DATASET section start

PR #2887, opened 2024-03-06
Add EntityType property to IEdmNavigationSource

### LINKED ISSUE #2820: Consider adding an `EntityType` property to `IEdmNavigationSource`
This issue mentions the perf overhead of the `IEdmNavigationSource.EntityType()` extension method. I made slight improvements to that method but I think it would be easier if `IEdmNavigationSource` had an `EntityType` property that could be easily accessed without casting. Each implementation of `IEdmNavigationSource` could store the entity type in the property so that it can be accessed without having to recompute it every time (for example calling `AsElementType()` for entity sets).

Generally, I think we should revisit other EDM interfaces where we are doing recurring computations and casting that could be simplified and made more performant with simpler/unified interfaces with the right properties, e.g. see: https://github.com/OData/odata.net/issues/2528

gathogojr:
### Issues

*This pull request fixes #2820.*

### Description

This pull request adds a `EntityType` property to `IEdmNavigationSource` interface to eliminate the constant type casting that happens when `EntityType(IEdmNavigationSource)` extension method is called.

The extension method is invoked very frequently and on hot paths in some cases.

Changes included implementing the property in classes that implement the `IEdmNavigationSource` interface.
In the crucial `EdmNavigationSource` class, the implementation looks as follows:
```csharp
// ...

private IEdmEntityType entityType;
private bool entityTypeSet = false;

// ...

public IEdmEntityType EntityType
{
    get
    {
        if (!this.entityTypeSet)
        {
            this.entityType = this.Type?.AsElementType() as IEdmEntityType;
            this.entityTypeSet = true;
        }

        return this.entityType;
    }
}
```

Since the `EntityType` extension method is public, I retained it but applied the `Obsolete` attribute.

Refactoring was also done to replace calls to the `EntityType` extension method with `IEdmNavigationSource.EntityType` property access.

**NOTE:**
The build pipeline for 8.x is not running the E2E tests currently.
A previous 8.x pull request got rid of `CreateODataDeltaReader` since it's deprecated and inadvertently forgot to update the tests in _/test/EndToEndTests/Tests/Client/Build.Desktop/DeltaTests/DeltaTests.cs_.
The E2E solution couldn't build locally so I fixed the delta tests in this pull request.
In addition, the tests had very few assert statements with little to no verification of the expected payload structure and data so I refactored them extensively.

- [x] *Test cases added*

### DIFF
--- a/src/Microsoft.OData.Core/UnknownEntitySet.cs
+++ b/src/Microsoft.OData.Core/UnknownEntitySet.cs
@@ -14,6 +14,7 @@ namespace Microsoft.OData
         private readonly IEdmNavigationProperty navigationProperty;
         private readonly IEdmNavigationSource parentNavigationSource;
         private IEdmPathExpression path;
+        private IEdmEntityType entityType;
 
         public UnknownEntitySet(IEdmNavigationSource parentNavigationSource, IEdmNavigationProperty navigationProperty)
         {
@@ -41,6 +42,20 @@ namespace Microsoft.OData
             get
             {
                 return this.navigationProperty.Type.Definition;
+            }
+        }
+
+        /// <inheritdoc/>
+        public IEdmEntityType EntityType
+        {
+            get
+            {
+                if (this.entityType == null)
+                {
+                    this.entityType = this.Type.AsElementType() as IEdmEntityType;
+                }
+
+                return this.entityType;
             }
         }
 
--- a/src/Microsoft.OData.Edm/Csdl/Semantics/CsdlSemanticsNavigationSource.cs
+++ b/src/Microsoft.OData.Edm/Csdl/Semantics/CsdlSemanticsNavigationSource.cs
@@ -45,6 +45,9 @@ namespace Microsoft.OData.Edm.Csdl.CsdlSemantics
         private readonly ConcurrentDictionary<IEdmNavigationProperty, IEnumerable<IEdmNavigationPropertyBinding>> navigationPropertyBindingCache = 
             new ConcurrentDictionary<IEdmNavigationProperty, IEnumerable<IEdmNavigationPropertyBinding>>();
 
+        private IEdmEntityType entityType;
+        private bool entityTypeSet = false;
+
         public CsdlSemanticsNavigationSource(CsdlSemanticsEntityContainer container, CsdlAbstractNavigationSource navigationSource)
             : base(navigationSource)
         {
@@ -85,6 +88,21 @@ namespace Microsoft.OData.Edm.Csdl.CsdlSemantics
         public IEnumerable<IEdmNavigationPropertyBinding> NavigationPropertyBindings
         {
             get { return this.navigationTargetsCache.GetValue(this, ComputeNavigationTargetsFunc, null); }
+        }
+
+        /// <inheritdoc/>
+        public IEdmEntityType EntityType
+        {
+            get
+            {
+                if (!this.entityTypeSet)
+                {
+                    this.entityType = this.Type.AsElementType() as IEdmEntityType;
+                    this.entityTypeSet = true;
+                }
+
+                return this.entityType;
+            }
         }
 
         public IEdmNavigationSource FindNavigationTarget(IEdmNavigationProperty property, IEdmPathExpression bindingPath)
--- a/src/Microsoft.OData.Edm/Schema/AmbiguousEntitySetBinding.cs
+++ b/src/Microsoft.OData.Edm/Schema/AmbiguousEntitySetBinding.cs
@@ -12,6 +12,8 @@ namespace Microsoft.OData.Edm
 {
     internal class AmbiguousEntitySetBinding : AmbiguousBinding<IEdmEntitySet>, IEdmEntitySet
     {
+        private IEdmEntityType entityType;
+
         public AmbiguousEntitySetBinding(IEdmEntitySet first, IEdmEntitySet second)
             : base(first, second)
         {
@@ -39,6 +41,20 @@ namespace Microsoft.OData.Edm
         public IEdmType Type
         {
             get { return new EdmCollectionType(new EdmEntityTypeReference(new BadEntityType(String.Empty, this.Errors), false)); }
+        }
+
+        /// <inheritdoc/>
+        public IEdmEntityType EntityType
+        {
+            get
+            {
+                if (this.entityType == null)
+                {
+                    this.entityType = this.Type.AsElementType() as IEdmEntityType;
+                }
+
+                return this.entityType;
+            }
         }
 
         public bool IncludeInServiceDocument
--- a/src/Microsoft.OData.Edm/Schema/AmbiguousSingletonBinding.cs
+++ b/src/Microsoft.OData.Edm/Schema/AmbiguousSingletonBinding.cs
@@ -12,6 +12,8 @@ namespace Microsoft.OData.Edm
 {
     internal class AmbiguousSingletonBinding : AmbiguousBinding<IEdmSingleton>, IEdmSingleton
     {
+        private IEdmEntityType entityType;
+
         public AmbiguousSingletonBinding(IEdmSingleton first, IEdmSingleton second)
             : base(first, second)
         {
@@ -22,6 +24,19 @@ namespace Microsoft.OData.Edm
             get { return new BadEntityType(String.Empty, this.Errors); }
         }
 
+        /// <inheritdoc/>
+        public IEdmEntityType EntityType
+        {
+            get
+            {
+                if (this.entityType == null)
+                {
+                    this.entityType = this.Type.AsElementType() as IEdmEntityType;
+                }
+
+                return this.entityType;
+            }
+        }
 
         public EdmContainerElementKind ContainerElementKind
         {
--- a/src/Microsoft.OData.Edm/Schema/BadEntitySet.cs
+++ b/src/Microsoft.OData.Edm/Schema/BadEntitySet.cs
@@ -18,6 +18,7 @@ namespace Microsoft.OData.Edm
     {
         private readonly string name;
         private readonly IEdmEntityContainer container;
+        private IEdmEntityType entityType;
 
         public BadEntitySet(string name, IEdmEntityContainer container, IEnumerable<EdmError> errors)
             : base(errors)
@@ -54,6 +55,20 @@ namespace Microsoft.OData.Edm
         public IEdmType Type
         {
             get { return new EdmCollectionType(new EdmEntityTypeReference(new BadEntityType(String.Empty, this.Errors), false)); }
+        }
+
+        /// <inheritdoc/>
+        public IEdmEntityType EntityType
+        {
+            get
+            {
+                if (this.entityType == null)
+                {
+                    this.entityType = this.Type.AsElementType() as IEdmEntityType;
+                }
+
+                return this.entityType;
+            }
         }
 
         public bool IncludeInServiceDocument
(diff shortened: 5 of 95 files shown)


src/Microsoft.OData.Core/UnknownEntitySet.cs
```diff
@@ -44,6 +45,19 @@ public IEdmType Type
             }
         }
 
+        public IEdmEntityType EntityType
+        {
+            get
+            {
+                if (this.entityType == null)
+                {
+                    this.entityType = this.Type?.AsElementType() as IEdmEntityType;
```
wachugamaina, line 54: Is there a possibility that this casting may result in null ?

src/Microsoft.OData.Edm/Csdl/Semantics/CsdlSemanticsNavigationSource.cs
```diff
@@ -87,6 +90,20 @@ public IEnumerable<IEdmNavigationPropertyBinding> NavigationPropertyBindings
             get { return this.navigationTargetsCache.GetValue(this, ComputeNavigationTargetsFunc, null); }
         }
 
+        public IEdmEntityType EntityType
+        {
+            get
+            {
+                if (!this.entityTypeSet)
```
wachugamaina, line 97: Why not check for !this.entityType  == null ?

test/EndToEndTests/Tests/Client/Build.Desktop/DeltaTests/DeltaTests.cs
```diff
@@ -48,20 +48,21 @@ public void RequestDeltaLink()
                 {
                     using (var messageReader = new ODataMessageReader(responseMessage, readerSettings, Model))
                     {
-                        var deltaReader = messageReader.CreateODataDeltaReader(customersSet, customerType);
```
wachugamaina, line 51: This change seems unrelated to this Pr, is it ?

test/EndToEndTests/Tests/Client/Build.Desktop/DeltaTests/DeltaTests.cs
```diff
@@ -161,42 +162,47 @@ public void RequestDeltaLink_Expanded()
...
-                                    case ODataReaderState.Completed:
-                                        Assert.NotNull(deltaReader.Item);
-                                        break;
-                                }
+
+                            }
+                            else if (deltaReader.State == ODataReaderState.NestedResourceInfoEnd)
+                            {
+                                Assert.NotNull(deltaReader.Item as ODataNestedResourceInfo);
+                                //switch (deltaReader.SubState)
```
wachugamaina, line 184: Please delete unused code, you can always retrieve them from Git.

src/Microsoft.OData.Core/UnknownEntitySet.cs
gathogojr: @wachugamaina That's correct. It may result into null and even the previous extension method that was being used in place of this property could return null in some cases. The caller is supposed to anticipate that. I'll mention that it can be null in the property doc.

src/Microsoft.OData.Edm/Csdl/Semantics/CsdlSemanticsNavigationSource.cs
gathogojr: @wachugamaina Because the value can be null, I didn't want the expression `this.Type?.AsElementType() as IEdmEntityType;` to be executed multiple times since this property is referenced a lot across the library including in hot paths

test/EndToEndTests/Tests/Client/Build.Desktop/DeltaTests/DeltaTests.cs
gathogojr: Yes it is. The build pipeline for 8.x is not running the E2E tests currently so a previous 8.x pull request got rid of `CreateODataDeltaReader` since it's deprecated and inadvertently forgot to update this test. I tried to build the E2E solution locally and it couldn't run so I fixed it in this pull request

test/EndToEndTests/Tests/Client/Build.Desktop/DeltaTests/DeltaTests.cs
gathogojr: @wachugamaina I'll replace the commented lines with better assert statements. I noticed that tests have insufficient assert statements. Checking that the item is not null doesn't feel sufficient enough to me

habbes (approved):

src/Microsoft.OData.Edm/Schema/AmbiguousEntitySetBinding.cs
```diff
@@ -41,6 +43,19 @@ public IEdmType Type
             get { return new EdmCollectionType(new EdmEntityTypeReference(new BadEntityType(String.Empty, this.Errors), false)); }
         }
 
+        public IEdmEntityType EntityType
```
ElizabethOkerio, line 46: Can this method be shared instead of duplicating it in most of these classes?

src/Microsoft.OData.Edm/Schema/BadEntitySet.cs
```diff
@@ -56,6 +57,19 @@ public IEdmType Type
             get { return new EdmCollectionType(new EdmEntityTypeReference(new BadEntityType(String.Empty, this.Errors), false)); }
         }
```
ElizabethOkerio, line 59: Add doc string

src/Microsoft.OData.Edm/Schema/AmbiguousSingletonBinding.cs
```diff
@@ -22,6 +24,19 @@ public IEdmType Type
             get { return new BadEntityType(String.Empty, this.Errors); }
         }
 
+        public IEdmEntityType EntityType
```
ElizabethOkerio, line 27: Add doc string

src/Microsoft.OData.Edm/Schema/AmbiguousEntitySetBinding.cs
ElizabethOkerio: Add doc string

test/EndToEndTests/Tests/Client/Build.Desktop/DeltaTests/DeltaTests.cs
```diff
@@ -22,217 +25,918 @@ public DeltaTests()
...
-            ODataMessageReaderSettings readerSettings = new ODataMessageReaderSettings() { BaseUri = ServiceBaseUri };
+            var readerSettings = new ODataMessageReaderSettings { BaseUri = ServiceBaseUri };
 
-            foreach (var mimeType in deltaMimeTypes)
-            {
-                var requestMessage = new HttpWebRequestMessage(new Uri(ServiceBaseUri.AbsoluteUri + "$delta", UriKind.Absolute));
-                requestMessage.SetHeader("Accept", mimeType);
-                var responseMessage = requestMessage.GetResponse();
-                Assert.Equal(200, responseMessage.StatusCode);
+            var requestMessage = new HttpWebRequestMessage(new Uri(ServiceBaseUri.AbsoluteUri + "$delta", UriKind.Absolute));
```
ElizabethOkerio, line 44: Is this class from OData Client.. I thought we moved away from it?

src/Microsoft.OData.Edm/Schema/AmbiguousEntitySetBinding.cs
gathogojr: @ElizabethOkerio Would you be happy with this:
```csharp
        public IEdmEntityType EntityType
        {
            get
            {
                if (this.entityType == null)
                {
#pragma warning disable CS0618 // Type or member is obsolete
                    this.entityType = this.EntityType();
#pragma warning restore CS0618 // Type or member is obsolete
                }

                return this.entityType;
            }
        }
```
Basically mark the existing `EntityType` extension method as `Obsolete` with the message that it'll not be publicly accessible starting 9.0. But because it's obsolete and I'm calling it from this property (to avoid repeating `this.Type.AsElementType() as IEdmEntityType;`  in a lot of places), apply the `#pragma warning disable` statements to suppress the suggestion/warning by Visual Studio to mark to property as obsolete too...

test/EndToEndTests/Tests/Client/Build.Desktop/DeltaTests/DeltaTests.cs
gathogojr: @ElizabethOkerio This class is not from the OData client library. It is defined in a test project for testing purposes https://github.com/OData/odata.net/blob/fce8fd9bf4942de679918ba3258d4b8dba7660f0/test/EndToEndTests/Tests/Client/Build.Desktop/Common/HttpWebRequestMessage.cs#L18. It implements `IODataRequestMessageAsync` and `IContainerProvider` interfaces.

src/Microsoft.OData.Edm/Schema/AmbiguousEntitySetBinding.cs
ElizabethOkerio: What of the property? The property does not need a doc string describing what it does? Also the method will not be removed per se...Maybe it will be converted to an internal or private method. But having it as obsolete is ok.

wachugamaina (dismissed):

src/Microsoft.OData.Edm/Schema/BadEntitySet.cs
gathogojr: The core implementations of `IEdmNavigationSource` are `EdmNavigationSource` and `CsdlSemanticsNavigationSource`

The following for implementations of `IEdmNavigationSource` are used in rare and special scenarios: `AmbiguousEntitySetBinding`, `AmbiguousSingletonBinding`, `BadEntitySet` and `UnknownEntitySet`. For these category of implementations, I have simply applied `/// <inheritdoc>`. That should suffice

src/Microsoft.OData.Edm/Schema/AmbiguousSingletonBinding.cs
gathogojr: See this comment https://github.com/OData/odata.net/pull/2887#discussion_r1533480789

src/Microsoft.OData.Edm/Schema/AmbiguousEntitySetBinding.cs
gathogojr: REF: https://github.com/OData/odata.net/pull/2887#discussion_r1533480789

See this comment https://github.com/OData/odata.net/pull/2887#discussion_r1533480789

gathogojr: REF: https://github.com/OData/odata.net/pull/2887#discussion_r1524302761

In the attempt to avoid repeating the statement `Type.AsElementType() as IEdmEntityType` that is repeated across `EdmNavigationSource`, `CsdlSemanticsNavigationSource`, `AmbiguousEntitySetBinding`, `AmbiguousSingletonBinding`, `BadEntitySet`, and `UnknownEntitySet`, I considered the following:
- Invoking the existing `EntityType` extension method from the the various implementations of `IEdmNavigationSource.EntityType` property. Considering that we have to add the `Obsolete` attribute to the extension method to signal that it'll cease being publicly available starting 9.0, this introduces warnings suggesting that the properties from where the deprecated method is called from should be also be marked with `Obsolete` attribute too. Suppressing those warnings with `pragma` statements makes the code look worse that it did before.
- Introducing a new internal extension method implemented in a similar manner as the deprecated `EntityType` extension method. This method would be called from the various implementations of `IEdmNavigationSource.EntityType` property. This option seems to introduce a problem to solve another for very little gain.

For the above reasons, I resolved to retain my initial implementation. The implementations are not subject to change with regularity so the angle of maintenance is moot (arguably)

habbes (approved):

ElizabethOkerio (approved):

PR #2892, opened 2024-03-14
Throw an ODataException with helpful message when type name in context URL is not qualified

### LINKED ISSUE #2891: Mitigate ArgumentOutOfRangeException when the typename in context URL is not fully qualified
When the typename in the context URL is not fully qualified, an `ArgumentOutOfRangeException` is thrown when trying to materialize the payload. The exception happens when trying to split the typename into namespace and type name (unqualified).

### Assemblies affected

- Microsoft.OData.Client 7.20.0
- Microsoft.OData.Core 7.20.0

### Reproduce steps

Try to materialize a payload with a context URL containing unqualified typename as follows:
```json
{
    "@odata.context": "http://localhost:5150/$metadata#BookInfo",
    "NoOfPages": 2878,
    "NoOfWords": 81180
}
```
where,
- `BookInfo` is a complex type

### Expected result

An `ODataException` with a descriptive error message is thrown.

### Actual result

An `ArgumentOutOfRangeException` with the message `length ('-1') must be a non-negative value. (Parameter 'length'). Actual value was -1.` is thrown.

### Additional detail

Payload is materialized successfully if the typename is fully qualified as follows:
```json
{
    "@odata.context": "http://localhost:5150/$metadata#Ns.Models.BookInfo",
    "NoOfPages": 2878,
    "NoOfWords": 81180
}
```

Related issue https://github.com/OData/odata.net/issues/2889

gathogojr:
### Issues

*This pull request fixes #2891.*

### Description

Throw an `ODataException` with helpful message when type name in context URL is not qualified - An unhandled `ArgumentOutOfRangeException` was being thrown before.

- [x] *Test cases added*


xuzhg (approved):

src/Microsoft.OData.Core/TypeUtils.cs
```diff
@@ -103,6 +103,11 @@ internal static void ParseQualifiedTypeName(string qualifiedTypeName, out string
             }
 
             int separator = qualifiedTypeName.LastIndexOf(".", StringComparison.Ordinal);
+            if (separator == -1)
```
xuzhg, line 106: I assume it's for reading. 
How about to writing? It's writing the full-qualified type name in the context Url?

xuzhg (dismissed):

test/FunctionalTests/Microsoft.OData.Core.Tests/TypeUtilsTests.cs
```diff
@@ -0,0 +1,37 @@
...
+            Assert.Equal("Ns", namespaceName);
+            Assert.Equal("TypeName", typeName);
+            Assert.Equal(isCollection, outIsCollection);
+        }
+
+        [Fact]
+        public void ParseQualifiedTypeNameThrowsExceptionForTypeNameNotQualified()
+        {
+            // Arrange & Act
+            var exception = Assert.Throws<ODataException>(() => TypeUtils.ParseQualifiedTypeName("TypeName", out _, out _, out _));
```
wachugamaina, line 31: Could we also test an unqualified collection ?

wachugamaina (approved):

gathogojr:
The bulk of the logic for parsing the fragment after the `#` is in [`ParseContextUriFragment`](https://github.com/OData/odata.net/blob/fce8fd9bf4942de679918ba3258d4b8dba7660f0/src/Microsoft.OData.Core/JsonLight/ODataJsonLightContextUriParser.cs#L280).

Below is how the fragment looks like for different results returned from an Edm function
- Function returning an entity set/entity collection: `#<EntitySet>` - e.g. `#Books`
- Function returning an entity: `#<EntitySet>/$entity` - e.g. `#Books/$entity`
- Function returning a complex collection: `#Collection(<QualifiedTypeName>)` - e.g. `#Collection(Ns.Models.BookInfo)`
- Function returning a complex type: `#<QualifiedTypeName>` - e.g. `#Ex286.Models.BookInfo`
- Function returning a primitive collection: `#Collection(<QualifiedTypeName>)` - e.g. `#Collection(Edm.Int32)`
- Function returning a primitive: `#<QualifiedTypeName>` - e.g. `#Edm.Int32`

The fragment from the result of calling an Edm function returning an entity is handled by first handled by the code block in the link below:

_NOTE: This execution flow does not involve calling the `ParseQualifiedTypeName` method_

https://github.com/OData/odata.net/blob/fce8fd9bf4942de679918ba3258d4b8dba7660f0/src/Microsoft.OData.Core/JsonLight/ODataJsonLightContextUriParser.cs#L286-L291
and subsequently by the `else` block corresponding to:

https://github.com/OData/odata.net/blob/fce8fd9bf4942de679918ba3258d4b8dba7660f0/src/Microsoft.OData.Core/JsonLight/ODataJsonLightContextUriParser.cs#L359

<br/>
The fragment from the result of calling an Edm function returning an entity set is handled by the `if` block in the link below:
https://github.com/OData/odata.net/blob/fce8fd9bf4942de679918ba3258d4b8dba7660f0/src/Microsoft.OData.Core/JsonLight/ODataJsonLightContextUriParser.cs#L359
We try to find the navigation source (e.g. `Books`) from the Edm model:

_NOTE: This execution flow does not involve calling the `ParseQualifiedTypeName` method_

https://github.com/OData/odata.net/blob/fce8fd9bf4942de679918ba3258d4b8dba7660f0/src/Microsoft.OData.Core/JsonLight/ODataJsonLightContextUriParser.cs#L376-L385

<br/>
The else block handles the fragment from the result of calling an Edm function returning a complex collection, complex object, primitive collection and a primitive. It relies on the `ResolveType` method to do that:

https://github.com/OData/odata.net/blob/fce8fd9bf4942de679918ba3258d4b8dba7660f0/src/Microsoft.OData.Core/JsonLight/ODataJsonLightContextUriParser.cs#L385-L392

As per the code comment, the else block handles: `Property: {schema.type} or Collection({schema.type}) where schema.type is primitive or complex.`
This is the execution flow that might involve calling the `ParseQualifiedTypeName` method. This call happens in very limited cases where the type is not found in the model:

https://github.com/OData/odata.net/blob/fce8fd9bf4942de679918ba3258d4b8dba7660f0/src/Microsoft.OData.Core/JsonLight/ODataJsonLightContextUriParser.cs#L504-L511

In the case reported by the customer, if the typename was fully qualified (i.e., `microsoft.graph.workbookRange`), it would be found in the model and there would be no need to call `ParseQualifiedTypeName` method.

If for any reason we are unable to resolve the model, we call `ParseQualifiedTypeName` method to split the input into namespace and typename and then create an `EdmUntypedStructureType` object.

<br/>
The fix in this PR is therefore safe to the extent that the logic is executed when all other ways of resolving the expected types have failed...

habbes (approved):

wachugamaina (approved):

PR #2918, opened 2024-04-03
fix ArgumentNullException exception when loading invalid CSDL

quanterion:
When loading invalid CSDL model via
**CsdlReader.Parse** we get correct exception **EdmException**. But if we do it via **CsdlReader.TryParse** with **ignoreUnexpectedAttributesAndElements** option enabled we get instead **System.ArgumentNullException: Value cannot be null. (Parameter 'key'**) because adding null version fails here https://github.com/OData/odata.net/blob/main/src/Microsoft.OData.Edm/Csdl/CsdlReader.cs#L339 and as get no critical errors due to https://github.com/OData/odata.net/blob/main/src/Microsoft.OData.Edm/Csdl/CsdlReader.cs#L483

### DIFF
--- a/src/Microsoft.OData.Edm/Csdl/CsdlReader.cs
+++ b/src/Microsoft.OData.Edm/Csdl/CsdlReader.cs
@@ -312,9 +312,9 @@ namespace Microsoft.OData.Edm.Csdl
             Version edmxVersion;
             CsdlModel astModel;
 
-            TryParseCsdlFileToCsdlModel(out edmxVersion, out astModel);
+            bool parsed = TryParseCsdlFileToCsdlModel(out edmxVersion, out astModel);
 
-            if (!this.HasIntolerableError())
+            if (!this.HasIntolerableError() && parsed)
             {
                 List<CsdlModel> referencedAstModels = this.LoadAndParseReferencedCsdlFiles(edmxVersion);
 


gathogojr:
Hi @quanterion. Thank you for your pull request contribution. Could you please add a test to confirm the behaviour resulting from your change?

src/Microsoft.OData.Edm/Csdl/CsdlReader.cs
```diff
@@ -312,9 +312,9 @@ private bool TryParse(IEnumerable<IEdmModel> referencedModels, bool includeDefau
             Version edmxVersion;
             CsdlModel astModel;
 
-            TryParseCsdlFileToCsdlModel(out edmxVersion, out astModel);
+            bool parsed = TryParseCsdlFileToCsdlModel(out edmxVersion, out astModel);
 
-            if (!this.HasIntolerableError())
+            if (!this.HasIntolerableError() && parsed)
```
wachugamaina, line 317: Do we have tests covering both parsed is true and false ?

ElizabethOkerio:
@quanterion Add tests

ElizabethOkerio (changes requested):
Add tests

WanjohiSammy:
@quanterion as there has been no activity or response on this PR for a while, I am going to close it for now. If you would like to continue working on it, please feel free to reopen it.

DATASET section end

| YOUR TASK |
Starting with the line with "ElizabethOkerio, line 59: Add doc string" above and going on through the line with "ElizabethOkerio: Add doc string", transcribe every line exactly, both ends included, and add nothing.

| RESPONSE BOX |
ElizabethOkerio, line 59: Add doc string

src/Microsoft.OData.Edm/Schema/AmbiguousSingletonBinding.cs
```diff
@@ -22,6 +24,19 @@ public IEdmType Type
             get { return new BadEntityType(String.Empty, this.Errors); }
         }
 
+        public IEdmEntityType EntityType
```
ElizabethOkerio, line 27: Add doc string

src/Microsoft.OData.Edm/Schema/AmbiguousEntitySetBinding.cs
ElizabethOkerio: Add doc string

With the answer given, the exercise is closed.